▶ **ACTIVITY**:
Filter the entries for the word "around". Copy each line in which it occurs.

▶ **DATA PROVIDED**:
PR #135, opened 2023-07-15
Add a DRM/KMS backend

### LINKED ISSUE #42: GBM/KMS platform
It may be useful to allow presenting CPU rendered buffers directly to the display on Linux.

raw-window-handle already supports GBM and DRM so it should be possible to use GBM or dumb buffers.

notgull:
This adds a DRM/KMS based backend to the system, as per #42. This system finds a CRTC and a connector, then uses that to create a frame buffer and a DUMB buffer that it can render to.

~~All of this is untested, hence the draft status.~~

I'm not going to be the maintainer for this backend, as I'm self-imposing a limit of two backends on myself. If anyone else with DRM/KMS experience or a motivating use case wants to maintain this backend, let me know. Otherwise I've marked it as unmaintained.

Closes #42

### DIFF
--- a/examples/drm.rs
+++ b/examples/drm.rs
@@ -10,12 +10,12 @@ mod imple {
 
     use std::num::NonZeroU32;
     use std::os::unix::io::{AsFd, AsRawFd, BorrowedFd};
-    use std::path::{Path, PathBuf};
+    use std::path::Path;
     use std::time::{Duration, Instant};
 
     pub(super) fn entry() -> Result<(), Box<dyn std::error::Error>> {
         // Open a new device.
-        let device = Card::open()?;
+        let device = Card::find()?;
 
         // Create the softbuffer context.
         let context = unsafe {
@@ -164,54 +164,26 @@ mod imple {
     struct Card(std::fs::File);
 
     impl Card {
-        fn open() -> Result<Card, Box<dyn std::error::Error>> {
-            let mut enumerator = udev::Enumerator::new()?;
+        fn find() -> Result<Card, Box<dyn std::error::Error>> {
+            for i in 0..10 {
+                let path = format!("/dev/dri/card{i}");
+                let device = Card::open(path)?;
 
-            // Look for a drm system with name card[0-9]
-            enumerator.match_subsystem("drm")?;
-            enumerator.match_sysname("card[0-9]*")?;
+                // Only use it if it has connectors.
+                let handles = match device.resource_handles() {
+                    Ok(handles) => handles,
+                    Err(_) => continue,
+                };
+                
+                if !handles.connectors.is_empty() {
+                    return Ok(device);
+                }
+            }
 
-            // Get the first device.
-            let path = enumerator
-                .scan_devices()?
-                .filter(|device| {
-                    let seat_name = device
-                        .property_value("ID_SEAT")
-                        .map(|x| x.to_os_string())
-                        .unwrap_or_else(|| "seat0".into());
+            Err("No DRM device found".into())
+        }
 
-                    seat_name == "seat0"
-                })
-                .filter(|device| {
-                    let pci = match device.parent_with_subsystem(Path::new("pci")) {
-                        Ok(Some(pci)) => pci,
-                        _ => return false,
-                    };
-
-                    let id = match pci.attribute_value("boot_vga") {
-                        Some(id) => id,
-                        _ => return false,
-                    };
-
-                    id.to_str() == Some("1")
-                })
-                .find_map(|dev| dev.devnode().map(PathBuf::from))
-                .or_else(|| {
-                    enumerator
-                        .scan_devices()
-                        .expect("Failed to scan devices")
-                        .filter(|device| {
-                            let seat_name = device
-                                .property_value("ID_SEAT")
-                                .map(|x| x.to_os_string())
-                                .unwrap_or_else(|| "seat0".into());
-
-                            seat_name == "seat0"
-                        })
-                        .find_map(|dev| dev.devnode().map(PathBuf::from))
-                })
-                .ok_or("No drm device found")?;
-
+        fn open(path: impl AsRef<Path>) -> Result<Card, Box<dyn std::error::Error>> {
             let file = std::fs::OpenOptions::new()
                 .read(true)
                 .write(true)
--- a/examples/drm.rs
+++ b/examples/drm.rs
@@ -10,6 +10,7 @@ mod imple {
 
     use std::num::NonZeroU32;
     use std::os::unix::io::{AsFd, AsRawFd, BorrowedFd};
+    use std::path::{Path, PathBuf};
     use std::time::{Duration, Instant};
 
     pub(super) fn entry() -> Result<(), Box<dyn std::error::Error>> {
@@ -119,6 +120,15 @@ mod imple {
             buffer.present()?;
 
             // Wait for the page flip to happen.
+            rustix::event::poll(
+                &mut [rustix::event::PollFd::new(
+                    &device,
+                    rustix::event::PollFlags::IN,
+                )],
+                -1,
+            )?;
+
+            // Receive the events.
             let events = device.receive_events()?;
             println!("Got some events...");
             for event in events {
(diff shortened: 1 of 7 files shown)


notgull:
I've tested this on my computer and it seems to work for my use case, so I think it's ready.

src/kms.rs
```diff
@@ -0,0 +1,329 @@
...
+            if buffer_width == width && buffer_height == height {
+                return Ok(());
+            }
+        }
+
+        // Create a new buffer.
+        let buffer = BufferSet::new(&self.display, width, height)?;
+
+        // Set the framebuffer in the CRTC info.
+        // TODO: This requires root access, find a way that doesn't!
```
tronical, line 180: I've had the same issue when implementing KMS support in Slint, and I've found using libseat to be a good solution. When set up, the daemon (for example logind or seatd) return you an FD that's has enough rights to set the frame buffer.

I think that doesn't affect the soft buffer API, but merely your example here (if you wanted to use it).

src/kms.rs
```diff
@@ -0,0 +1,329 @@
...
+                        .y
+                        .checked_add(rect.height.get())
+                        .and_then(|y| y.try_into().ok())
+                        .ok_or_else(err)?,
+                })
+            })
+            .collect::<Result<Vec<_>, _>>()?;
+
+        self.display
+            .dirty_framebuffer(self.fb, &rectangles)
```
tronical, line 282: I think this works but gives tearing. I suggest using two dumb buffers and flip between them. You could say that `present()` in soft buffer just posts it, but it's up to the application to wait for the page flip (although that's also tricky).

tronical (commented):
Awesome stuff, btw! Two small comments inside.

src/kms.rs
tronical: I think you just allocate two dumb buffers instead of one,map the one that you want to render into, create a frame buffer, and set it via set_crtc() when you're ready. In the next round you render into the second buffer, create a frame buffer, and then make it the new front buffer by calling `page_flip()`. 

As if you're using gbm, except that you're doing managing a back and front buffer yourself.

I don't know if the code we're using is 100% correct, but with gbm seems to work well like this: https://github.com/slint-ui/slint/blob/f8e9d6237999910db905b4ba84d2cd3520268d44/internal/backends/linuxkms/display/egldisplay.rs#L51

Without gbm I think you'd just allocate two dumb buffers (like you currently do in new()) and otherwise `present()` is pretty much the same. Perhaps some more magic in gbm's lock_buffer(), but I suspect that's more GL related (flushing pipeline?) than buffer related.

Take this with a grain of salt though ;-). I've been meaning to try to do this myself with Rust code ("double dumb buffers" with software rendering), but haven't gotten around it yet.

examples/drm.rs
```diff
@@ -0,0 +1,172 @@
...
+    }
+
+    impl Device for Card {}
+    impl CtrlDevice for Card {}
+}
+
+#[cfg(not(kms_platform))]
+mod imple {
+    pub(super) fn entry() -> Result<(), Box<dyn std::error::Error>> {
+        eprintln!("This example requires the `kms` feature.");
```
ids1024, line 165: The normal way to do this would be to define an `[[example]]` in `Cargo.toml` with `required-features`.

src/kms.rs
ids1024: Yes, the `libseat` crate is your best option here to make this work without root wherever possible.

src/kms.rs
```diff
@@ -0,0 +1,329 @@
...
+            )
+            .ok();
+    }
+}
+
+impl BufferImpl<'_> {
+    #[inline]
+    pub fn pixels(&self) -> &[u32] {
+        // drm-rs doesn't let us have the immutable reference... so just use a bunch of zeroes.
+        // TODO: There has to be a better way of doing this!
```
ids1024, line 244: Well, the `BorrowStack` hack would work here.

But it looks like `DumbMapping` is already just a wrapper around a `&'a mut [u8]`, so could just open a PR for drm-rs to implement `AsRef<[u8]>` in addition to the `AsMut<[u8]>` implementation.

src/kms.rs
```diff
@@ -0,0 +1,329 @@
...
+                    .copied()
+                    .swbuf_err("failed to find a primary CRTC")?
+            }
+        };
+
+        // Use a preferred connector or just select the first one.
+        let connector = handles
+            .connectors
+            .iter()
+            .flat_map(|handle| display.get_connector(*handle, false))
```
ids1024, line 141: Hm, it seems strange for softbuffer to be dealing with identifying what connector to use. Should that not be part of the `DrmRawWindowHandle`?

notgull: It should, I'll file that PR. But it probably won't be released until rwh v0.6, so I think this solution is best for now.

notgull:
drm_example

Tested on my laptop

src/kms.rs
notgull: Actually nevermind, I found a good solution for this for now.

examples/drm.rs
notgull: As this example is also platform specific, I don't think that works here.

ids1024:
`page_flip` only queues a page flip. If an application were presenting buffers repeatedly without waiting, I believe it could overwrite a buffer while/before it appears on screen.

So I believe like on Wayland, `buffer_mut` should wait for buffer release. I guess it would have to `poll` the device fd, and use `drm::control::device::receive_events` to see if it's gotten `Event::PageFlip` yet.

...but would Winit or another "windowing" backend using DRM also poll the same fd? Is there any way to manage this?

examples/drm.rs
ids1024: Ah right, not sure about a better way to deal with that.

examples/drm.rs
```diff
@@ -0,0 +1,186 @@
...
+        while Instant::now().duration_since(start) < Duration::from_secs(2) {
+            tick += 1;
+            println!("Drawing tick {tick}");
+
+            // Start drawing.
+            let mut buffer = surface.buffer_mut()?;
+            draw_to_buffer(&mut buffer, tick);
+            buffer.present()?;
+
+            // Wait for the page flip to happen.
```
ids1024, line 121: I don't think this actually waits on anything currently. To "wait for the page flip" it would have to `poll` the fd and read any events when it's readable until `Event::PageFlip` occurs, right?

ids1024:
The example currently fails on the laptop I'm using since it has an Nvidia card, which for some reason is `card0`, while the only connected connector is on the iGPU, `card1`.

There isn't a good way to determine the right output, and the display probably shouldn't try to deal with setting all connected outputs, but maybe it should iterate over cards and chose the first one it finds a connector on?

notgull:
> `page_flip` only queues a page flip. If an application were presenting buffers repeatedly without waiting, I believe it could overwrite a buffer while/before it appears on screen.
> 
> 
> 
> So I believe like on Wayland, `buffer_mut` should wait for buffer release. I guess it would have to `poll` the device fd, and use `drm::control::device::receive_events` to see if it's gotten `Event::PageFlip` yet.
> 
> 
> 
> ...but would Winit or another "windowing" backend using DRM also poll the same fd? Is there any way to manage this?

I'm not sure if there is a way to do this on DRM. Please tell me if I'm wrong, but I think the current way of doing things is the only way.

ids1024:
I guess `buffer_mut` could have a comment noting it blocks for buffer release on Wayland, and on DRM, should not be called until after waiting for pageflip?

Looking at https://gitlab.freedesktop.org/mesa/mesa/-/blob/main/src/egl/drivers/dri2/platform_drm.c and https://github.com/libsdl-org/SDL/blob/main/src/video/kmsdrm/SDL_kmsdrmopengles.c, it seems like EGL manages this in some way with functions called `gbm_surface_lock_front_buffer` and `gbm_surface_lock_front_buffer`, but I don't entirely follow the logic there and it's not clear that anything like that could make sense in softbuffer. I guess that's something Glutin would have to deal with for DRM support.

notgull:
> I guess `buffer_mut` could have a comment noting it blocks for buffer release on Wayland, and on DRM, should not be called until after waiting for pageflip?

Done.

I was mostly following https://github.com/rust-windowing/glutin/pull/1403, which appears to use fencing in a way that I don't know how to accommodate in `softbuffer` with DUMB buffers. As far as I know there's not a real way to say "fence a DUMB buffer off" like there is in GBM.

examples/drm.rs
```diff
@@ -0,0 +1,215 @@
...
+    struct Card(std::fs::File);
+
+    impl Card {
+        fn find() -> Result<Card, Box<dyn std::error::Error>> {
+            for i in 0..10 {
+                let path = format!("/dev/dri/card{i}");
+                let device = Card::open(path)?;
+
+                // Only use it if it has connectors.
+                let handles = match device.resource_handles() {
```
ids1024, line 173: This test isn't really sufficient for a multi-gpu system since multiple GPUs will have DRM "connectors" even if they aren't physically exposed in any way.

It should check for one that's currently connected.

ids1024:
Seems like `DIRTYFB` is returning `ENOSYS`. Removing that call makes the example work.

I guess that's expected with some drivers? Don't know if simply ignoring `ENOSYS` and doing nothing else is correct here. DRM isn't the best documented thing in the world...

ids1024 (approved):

* * *

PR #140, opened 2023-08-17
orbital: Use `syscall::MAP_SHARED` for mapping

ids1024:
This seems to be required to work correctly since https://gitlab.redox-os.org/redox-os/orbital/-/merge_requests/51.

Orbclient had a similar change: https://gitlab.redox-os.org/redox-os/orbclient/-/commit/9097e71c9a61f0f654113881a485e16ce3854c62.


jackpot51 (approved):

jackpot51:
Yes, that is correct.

▶ **REPLY**:
Take this with a grain of salt though ;-). I've been meaning to try to do this myself with Rust code ("double dumb buffers" with software rendering), but haven't gotten around it yet.
But it looks like `DumbMapping` is already just a wrapper around a `&'a mut [u8]`, so could just open a PR for drm-rs to implement `AsRef<[u8]>` in addition to the `AsMut<[u8]>` implementation.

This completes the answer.